Hattiesburg Craftsman: Corley Griffen House

On our last Missisisppi Craftsman post, Thomas Rosell noted the pipe railing on one of Biloxi’s Lameuse Street bungalows and mentioned a house in Hattiesburg “that takes use of pipe rails to an extreme.” I’m pretty sure he was referring to the Corley Griffen House at 202 Williams Street, listed on the National Register as part of the Hattiesburg Historic Neighborhood district. The MDAH Historic Resources Database says this house was built c.1910, but gives little other information about it.

Hattiesburg Craftsman05

I can still vividly recall when I first became introduced to this spectacular Craftsman, as I was walking on a fine Spring day through the neighborhood after having stopped to examine the Bay Street Presbyterian Church nearby. I literally stopped in my tracks I was so entranced by this almost blindingly white stuccoed house with a red-tile roof, a wraparound porch, exposed carved rafter tails, decorative purlins, geometric windows, and big fat concrete columns with Asian-inspired capitals. To top it all off, there are the second floor balconies with punched openings that are so minimal they could easily be classified as “Modern” instead of “Craftsman.” But wait, there’s more! Check out the pipe rail fence that surrounds the corner property, and notice the odd concrete pylons lining the drive off to the right of the house.

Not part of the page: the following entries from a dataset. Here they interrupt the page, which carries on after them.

PR #1950, opened 2022-07-11
feat: Add kg search dates filter

### LINKED ISSUE #1936: UI/UX (search): Include filter by date
Include filter by date on the entity search page.

Options to filter updated/created entity:
- last week
- last month
- last 90 days
- oldest
- exact date (from date - to date)

Related https://github.com/SwissDataScienceCenter/renku-graph/issues/952

andre-code:
PR to add date filter in kg-search form

Closes #1936 

/deploy #persist

### DIFF
--- a/client/src/utils/components/dateFilter/DateFilter.tsx
+++ b/client/src/utils/components/dateFilter/DateFilter.tsx
@@ -1,0 +1,146 @@
+/*!
+ * Copyright 2022 - Swiss Data Science Center (SDSC)
+ * A partnership between École Polytechnique Fédérale de Lausanne (EPFL) and
+ * Eidgenössische Technische Hochschule Zürich (ETHZ).
+ *
+ * Licensed under the Apache License, Version 2.0 (the "License");
+ * you may not use this file except in compliance with the License.
+ * You may obtain a copy of the License at
+ *
+ *      http://www.apache.org/licenses/LICENSE-2.0
+ *
+ * Unless required by applicable law or agreed to in writing, software
+ * distributed under the License is distributed on an "AS IS" BASIS, WITHOUT
+ * WARRANTIES OR CONDITIONS OF ANY KIND, either express or implied.
+ * See the License for the specific language governing permissions and
+ * limitations under the License.
+ */
+import * as React from "react";
+import { Input } from "../../ts-wrappers";
+import { ChangeEvent, useEffect, useState } from "react";
+import Time from "../../helpers/Time";
+
+/**
+ *  renku-ui
+ *
+ *  DateFilter.tsx
+ *  Date filter component
+ */
+
+export interface DateFilterProps {
+  handler: Function;
+  values: DatesFilter;
+}
+
+/* eslint-disable no-unused-vars */
+export enum dateFilterTypes {
+  all = "all",
+  custom = "custom",
+  last90days = "last90days",
+  lastMonth = "lastMonth",
+  lastWeek = "lastWeek",
+  older = "older" // before 90 days
+}
+
+export interface DatesFilter {
+  since?: string;
+  until?: string;
+  type?: dateFilterTypes;
+}
+/* eslint-enable no-unused-vars */
+
+const DateFilter = ({ handler, values }: DateFilterProps) => {
+  const [dates, setDates] = useState<DatesFilter>({});
+
+  useEffect(() => {
+    setDates(values);
+  }, []); // eslint-disable-line
+
+  useEffect(() => {
+    if (handler)
+      handler(dates);
+  }, [dates]); // eslint-disable-line
+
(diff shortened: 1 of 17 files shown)


client/src/utils/components/dateFilter/DateFilter.tsx
```diff
@@ -0,0 +1,144 @@
...
+          className="author-input"
+          checked={selectedType === item.value}
+          data-cy={nameInput}/>
+        <label className="px-2 author-label">{item.title}</label>
+      </div>
+    );
+  });
+  return (
+    <>
+      <h3 className="filter-label">Date</h3>
```
ciyer, line 137: I think we should be more explicit about what we are filtering on.

```suggestion
      <h3 className="filter-label">Creation Date</h3>
```
```suggestion
      <h3 className="filter-label">Date</h3>
```

ciyer (changes requested):
This new functionality works very well for the most part! 🎉 

I found few small things that should be improved. Some are mentioned in the code comments. Also

1. The label ("All", "Last Week", etc.) should be clickable, not just the radio button.
image

2. The state can get out of sync.

* Search for projects in the last week
image

* Then go to some page in the UI and return to the search page
image

Now the filter says "All," but it is actually applying the "Last Week" filter.



image

lorenzo-cavazzi (changes requested):
This looks great! A few things to adjust:

* I see you included a `package-lock.json` file version 1, but I believe we want to keep version 2 #1963
Could you remove it? You may want to upgrade your local npm/node version to prevent this in the future.

* When clicking on the button "Yes, remove all filters" I would expect the search term to be preserved and the filters on the left to be reset. Instead, it shows me again all the projects. Is that intended?
Screenshot_20220719_094548

These 2 following points might be problems on the `kg-search` branch. If you don't mind adding a commit here, it would be great to fix them. Otherwise, we could have a separate issue/PR

* Please give a look at the top bar in Firefox, the user icon wraps to the next line (upper part in the screenshot)
Screenshot_20220719_092735

* Sekhar mentioned that the label ("All", "Last Week", etc.) should be clickable, not just the radio button.
This should also be the case for the other options (visibility, type, ...) so that the UX is the same.

The code looks good! I quickly went through it, and I will give it a second look when the above details are fixed.
P.S: This new search looks great :star_struck:

andre-code:
Thanks @lorenzo-cavazzi  for your review and suggestions.
I have implemented the selection by label/icon, fixed the package-lock.json version and the functionality to remove filters.
I couldn't reproduce the error in firefox, I'm using firefox v101.0.1, in safari it works fine too. According to coteries design, the menu is going to disappear, there is no story yet but we can add tests to make it compatible with the version of firefox you are testing with.

lorenzo-cavazzi:
Great! I would say it's almost ready to be merged. A couple more details:
* Should the selectable label/icon filters show the same cursor as a button or link? It's the default cursor now but I feel it should be the other one (unless we got different hints from Coteries)
* The wrapping problem seems to depend on the environment where the browser is running -- if you try to increase/decrease the zoom (CTRL `+`) you should be able to reproduce it (also on Chrome, but in my case it's easier on Firefox). The culprit seems to be the class `menu-right` that imposes `max-width: 260px`. A strategy to fix it would be to:
  - remove the max-width
  - remove the `ms-lg-auto` on the child element that increases the margin on the left
  - make the search-box element expand the margins automatically to take up all the unoccupied space

P.S. let me know if you still can't reproduce it or if you don't find my solution feasible (understandable?). I'm happy to give it a try :)

andre-code:
> Great! I would say it's almost ready to be merged. A couple more details:
> 
> * Should the selectable label/icon filters show the same cursor as a button or link? It's the default cursor now but I feel it should be the other one (unless we got different hints from Coteries)

yes, it should definitely be cursor-pointer. good  👀. thx.

> P.S. let me know if you still can't reproduce it or if you don't find my solution feasible (understandable?). I'm happy to give it a try :)

I have tried (CTRL +) and it works fine. If you have time, go ahead otherwise we will create an Issue

lorenzo-cavazzi (approved):
I've added a commit to prevent the elements from wrapping when the zoom is too big.
Notice that I extended the max search bar size to 900px (from 800) to simplify the CSS -- otherwise I would have needed a few extra `@media` rules.

Please give it a try before merging (it might be easier to run it through telepresence).
After merging, it would be nice to open a PR to merge master back to `kg-search` and be sure the layouts work well together -- we will also be able to run the acceptance tests.

P.S. sorry for keeping this pending for that long. The new search bar works great! Can't wait to see it deployed :star_struck:

ciyer (approved):
This works very well, looks good, and I really like the use of RTK-Query here. 🎉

If this is truly a c.1910 design, it is an incredibly early Craftsman for Mississippi, and if anyone out there knows more about the house, its architect, or its original owner, let me know. If you’re in Hattiesburg for the MHT conference, take time to head across the tracks to pay homage to the Corley Griffen house!


Can’t get enough of Craftsman?

Categories: Architectural Research, Hattiesburg


12 replies

  1. Pipes, purlins and porches OH MY! And so many other interesting things all over this home, grounds and surroundings. More big fat columns in the yard in center photo on the bottom row of happy snaps. I clicked on it and thoroughly enjoyed looking full screen :) Wonder what those were for? They look like concrete too. Is anyone living in the home? Boo Hoo Hoo peeling paint :(

    Liked by 1 person

  2. I have to agree this house is absolutely fascinating. “Punched openings” is a new word to me, but what a great evocative sound and feel to it! The columns in the yard appear to be the same or similar style as the ones on the porch so I’m wondering if the intention was some type of covered pavilion that never got completed?


  3. I was just up there last week for a meeting and photographed this house!


  4. Blinding white no kidding! That is the house I referred to. I really like pipe railings. Its a shame that so often they are tossed aside. These rails have a masculine quality that works so well with this structure, and in general I think pipe rails give a strong horizontal line.

    I’ve always wondered if the line of concrete pylons were topped with a pergola?

    As far as the date of construction the house does not exist on they March 1910 sanborn map, but does show up on the August 1915 sanborn map. Pretty early still, would love to know more.


  5. Two questions: Are the concrete pillars set wide enough for a driveway? Is there a break in the metal pipe fence for a driveway?


  6. It suddenly dawned on me as I was thinking about this house that the first house I bought was a Craftsman. It was in an older neighborhood, solidly built, yellow stucco. I was recalling the details from the house as we moved in, and the things I found later, like the wood and glass doors that had been removed from the bookshelves to the sides of the fireplace, and I had no idea of the significance. I just looked it up on Google, and yep, it screamed Craftsman at me now, and I was happy to see it has been well-preserved and looks wonderful. Makes me want to go knock on the door on my next trip!

    Liked by 2 people

  7. This is the old Tatum home. It is my fourteen year old granddaughter’s favorite in Hattiesburg.


  8. Mixed my houses up. This is the old Hulett home. These columns in back were a grape arbor. Legend is, he would park his vehicle under the arbor. Sorry. I do have a picture of the old Tatum home which is gorgeous. Where would I send it?


  9. This is the house my father grew up in. I’ve heard stories of the house on Williams Street all my life. Corley Griffen’s parents were in the lumber business and built the home in 1915. In 1961, my grandfather moved from Jackson and bought the home from Corley Griffen and lived there until 1969.